The incident has exploded on local TV, on talk radio and in the blogosphere and has touched off a debate over public displays of affection in generally gay-friendly Seattle.
“Certain individuals have not yet caught up. Those people see a gay or lesbian couple and they stare or say something,” said Josh Friedes of Equal Rights Washington. “This is one of the challenges of being gay. Everyday things can become sources of trauma.”
As the Mariners played the Boston Red Sox on May 26, Sirbrina Guerrero and her date were approached in the third inning by an usher who told them their kissing was inappropriate, Guerrero said.
The usher, Guerrero said, told them he had received a complaint from a woman nearby who said that there were kids in the crowd of nearly 36,000 and that parents would have to explain why two women were kissing.

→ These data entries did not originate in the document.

PR #3472, opened 2024-07-09
Documentation: python frontend doesnt need website directory

mtmail:
The `Install-on-Ubuntu-*.sh` scripts setup a Nominatim python frontend. The python frontend doesn't create a `website` directory. The nginx configuration works fine either way but it's confusing to users (e.g. https://github.com/osm-search/Nominatim/discussions/3471)

### DIFF
--- a/vagrant/Install-on-Ubuntu-22.sh
+++ b/vagrant/Install-on-Ubuntu-22.sh
@@ -271,7 +271,7 @@ server {
     listen 80 default_server;
     listen [::]:80 default_server;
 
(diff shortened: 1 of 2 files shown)


lonvia:
Setting root to the project directory isn't a good idea. There might be files in this directory you don't want accidentally exposed to the internet. Just use nginx' default on Ubuntu `/var/www/html`?

mtmail:
replaced by https://github.com/osm-search/Nominatim/pull/3490

PR #3479, opened 2024-07-16
fix docs link in update interval error message

shumailxyz:
This PR updates the link for the docs in the error message that is throw for a low update interval.


mtmail:
thank you

PR #3490, opened 2024-07-29
After install point user to '/status' not '/' path

mtmail:
At https://nominatim.org/release-docs/latest/admin/Deployment-Python/ (very last line) we already point users to the status endpoint because there is no default redirect if no endpoint is selected. Do the same in the Ubuntu install instructions. Avoids confusion like https://github.com/osm-search/Nominatim/discussions/3471#discussioncomment-10000220 had.

### DIFF
--- a/vagrant/Install-on-Ubuntu-22.sh
+++ b/vagrant/Install-on-Ubuntu-22.sh
@@ -252,7 +252,8 @@ else                                  #DOCS:
     sudo systemctl restart apache2
 fi                                    #DOCS:
 
-# The Nominatim API is now available at `http://localhost/nominatim/`.
+# The Nominatim API is now available at `http://localhost/nominatim/`. Point your browser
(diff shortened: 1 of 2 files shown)


mtmail:
Good idea, changed now.

vagrant/Install-on-Ubuntu-22.sh
```diff
@@ -248,7 +248,8 @@ else                                  #DOCS:
     sudo systemctl restart apache2
 fi                                    #DOCS:
 
-# The Nominatim API is now available at `http://localhost/nominatim/`.
+# The Nominatim API is now available at `http://localhost/nominatim/`. To test if everything
+# works, point your browser to the status page at http://localhost/nominatim/status."
```
lonvia, line 252: You copied a '"' too much.

And let's get rid of the final full stop as well. I can already see the bug reports complaining about the 404 on `status.`. Or should we simply make it a markdown link to avoid copy mistakes?

PR #3523, opened 2024-08-23
Import-Styles.md - clarify country_code key

mtmail:
I'm also not sure about the example

``` lua
    local flex = require('import-full')

    function osm2pgsql.process_relation(object)
        if object.tags.boundary ~= 'administrative' or object.tags.admin_level ~= '2' then
          flex.process_relation(object)
        end
    end
```

When I added a debug statement to the function it was never called even though the input had relations. Should it be `flex.process_relation`?


lonvia:
Now, how do I convert this into an issue?

lonvia:
Retested the example replacing `process_relation` and it works as expected for me.

PR #2854, opened 2022-10-31
Expand Russian abbreviation list

shoorick:
There is a lot of abbeviations in Russian maps — in old paper maps and in OpenStreetMap too.
Previous version of list based on https://wiki.openstreetmap.org/wiki/Name_finder:Abbreviations#.D0.A0.D1.83.D1.81.D1.81.D0.BA.D0.B8.D0.B9_-_Russian contains items belongs mostly to roads, but there are many other shortened items on the maps.

PR #3555, opened 2024-10-06
Fixed Russian abbreviation list 

IvanShift:


IvanShift:
Hello!

I fixed the problem with https://github.com/osm-search/Nominatim/pull/2854
by changing the order of  "школа -> шк"  and adding the missing  "дом -> д"

PR #3592, opened 2024-11-18
Remove cmake building and bundled osm2pgsql

lonvia:
This leaves the pip installation as the only installation method.

Ubuntu 22.04 doesn't have a osm2pgsql that is recent enough, so that still needs to be compiled from source. Otherwise the action scripts become quite a bit simpler.


mtmail:
`Vagrantfile` and `Contributing` also mention `git clone --recursive`. That might no longer be needed.

PR #3615, opened 2024-12-16
Overhaul osm2pgsql style

### LINKED ISSUE #3365: Support for key "lock_name"
### Problem
Locks are tagged as regular waterways with an additional tag `lock=yes`. This means that their `name` tag is often simply the name of the river or canal, while the name of the lock itself is tagged in `lock_name`, as recommended in [Key:lock](https://wiki.openstreetmap.org/wiki/Key:lock). Nominatim doesn't see this tag, so these locks cannot be searched for by name. 

### Solution
Add the key `lock_name` to the list of tags that are considered names.

### Alternatives
Couldn't think of any. Hopefully this is a straightforward solution.

### Additional context
Searching for the name of a lock is useful not just for boaters, but also for regular folks who live in cities that have many of them, where they are often gathering places. The name of locks are also mentioned in the news and blogs posts, for instance the [Weerdsluis](https://www.openstreetmap.org/way/107194897) which is often talked about internationally due to its 'fish doorbell'.

### LINKED ISSUE #3603: Unexpected objects in search results for a building address
### Discussed in https://github.com/osm-search/Nominatim/discussions/3602

Searching for some building addresses with `layer=ADDRESS` in a DB imported with `NOMINATIM_IMPORT_STYLE=address` yields, on top of the building at the address, other unexpected POI-like objects.

Examples:
N5266350421, N5266417321 for [address](https://nominatim.openstreetmap.org/ui/search.html?q=%D0%9C%D0%BE%D1%81%D0%BA%D0%B2%D0%B0+%2C++%D0%BF%D1%80%D0%BE%D1%81%D0%BF%D0%B5%D0%BA%D1%82+%D0%97%D0%B0%D1%89%D0%B8%D1%82%D0%BD%D0%B8%D0%BA%D0%BE%D0%B2+%D0%9C%D0%BE%D1%81%D0%BA%D0%B2%D1%8B+%2C++1) (now removed).
N4682629046 for [address](https://nominatim.openstreetmap.org/ui/search.html?q=%D0%9C%D0%BE%D1%81%D0%BA%D0%B2%D0%B0%2C++%D0%90%D0%BA%D0%B0%D0%B4%D0%B5%D0%BC%D0%B8%D0%BA%D0%B0+%D0%90%D0%BD%D0%BE%D1%85%D0%B8%D0%BD%D0%B0+%2C+12%D0%BA3&layer=address).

“I was really just shocked,” Guerrero said. “Seattle is so gay-friendly. There was a couple like seven rows ahead making out. We were just showing affection.”
On Monday, Mariners spokeswoman Rebecca Hale said that the club is investigating but that the usher was responding to a complaint of two women “making out” and “groping” in the stands.

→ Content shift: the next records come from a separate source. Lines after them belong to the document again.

PR #3617, opened 2024-12-17
Slight wording changes for Import-Styles.md

mtmail:
Given the huge PR and number of code and configuration changes, these wording suggestions are minuscule. Can't wait to test the new logic and adapt my local custom filters.

### DIFF
--- a/docs/customize/Import-Styles.md
+++ b/docs/customize/Import-Styles.md
@@ -60,7 +60,7 @@ The _main tags_ classify what kind of place the OSM object represents. One
 OSM object can have more than one main tag. In such case one database entry
 is created for each main tag. _Name tags_ represent searchable names of the
 place. _Address tags_ are used to compute the address hierarchy of the place.
-Address are used for searching and for creating a display name of the place.
+Address tags are used for searching and for creating a display name of the place.
 _Extra tags_ are any tags that are not directly related to search but
 contain interesting additional information.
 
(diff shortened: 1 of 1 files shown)


docs/customize/Import-Styles.md
```diff
@@ -1,4 +1,4 @@
-# Configuring the Import of OSM data
+\# Configuring the Import of OSM data
```
lonvia, line 1: What does that do?

docs/customize/Import-Styles.md
```diff
@@ -23,7 +23,7 @@ customize it.
 
 The core of Nominatim's flex import configuration is the `flex-base` module.
 It defines the table layout used by Nominatim and provides standard
-implementations for the import callbacks that help with customizing
+implementations for the import callbacks that help with customising
```
lonvia, line 26: I was trying to settle on American spelling on the z vs. s front. In line with variable naming in the code.

docs/customize/Import-Styles.md
mtmail: It shows how easy it is to hit the \ key by accident. (removed now)

docs/customize/Import-Styles.md
mtmail: Ah, ok, I saw "recognise" and "initalise" later in the document and thought it was vice-versa.

PR #3666, opened 2025-03-05
Replace custom Almost with stdlib math.isclose

eumiro:
`math.isclose` has per default relative tolerance of 10e-9, so if it matters, I can change it to the absolute tolerance of 0.00001 as it was used in the original code.


lonvia:
I remember that there were cases, where a 10e-9 tolerance was to small. However, as long as the tests are passing, lets just leave it.

Thanks.

PR #3667, opened 2025-03-05
Simplify  int/float manipulation

eumiro:
Some independent code simplifications. If needed, I can split them into individual commits.


lonvia:
Looks also good minus that small complaint from flake.

lonvia:
Thank you!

“We have a strict non-discrimination policy at the Seattle Mariners and at Safeco Field, and when we do enforce the code of conduct it is based on behavior, not on the identity of those involved,” Hale said.
The code of conduct announced before each game specifically mentions public displays of affection that are “not appropriate in a public, family setting.” Hale said those standards are based on what a “reasonable person” would find inappropriate.
Guerrero denied she and her date were groping each other, saying that along with eating garlic fries, they were giving each other brief kisses.
First of all, public displays of affection make some people uncomfortable and that’s why it was entirely appropriate for the Mariners not to allow that behavior at their games. If people don’t like that, they can pick out a better make-out spot than in the stands of a Mariner’s game — and honestly, just about everywhere is a better make-out spot than in the stands of a Mariners’ game.
Now, the article complains that there were other people in the crowd making out who got away with it. That may be true, but so what? If you get a speeding ticket, is it invalidated because someone else got away with speeding on the same highway?
Of course, there’s a little he-said/she-said issue going on: The Mariners say the gay couple was making out and groping while the women say they were just giving each other a little kiss here and there — so what?
They were told the rules up front, they were arguably breaking the rules just by kissing, and it’s the Mariners ballpark.
If they don’t like that, then they should go spend their money elsewhere instead of trying to turn the whole thing into a “gay rights” issue.
PS: Given the exhibitionism, whininess, and urge to offend people that’s so common in the gay community today, the next home game will probably be a nightmare. For example, don’t be surprised if two gay guys start having sex in front of a group of 3rd graders at the next Mariners’ game because they believe it strikes some sort of blow for gay rights.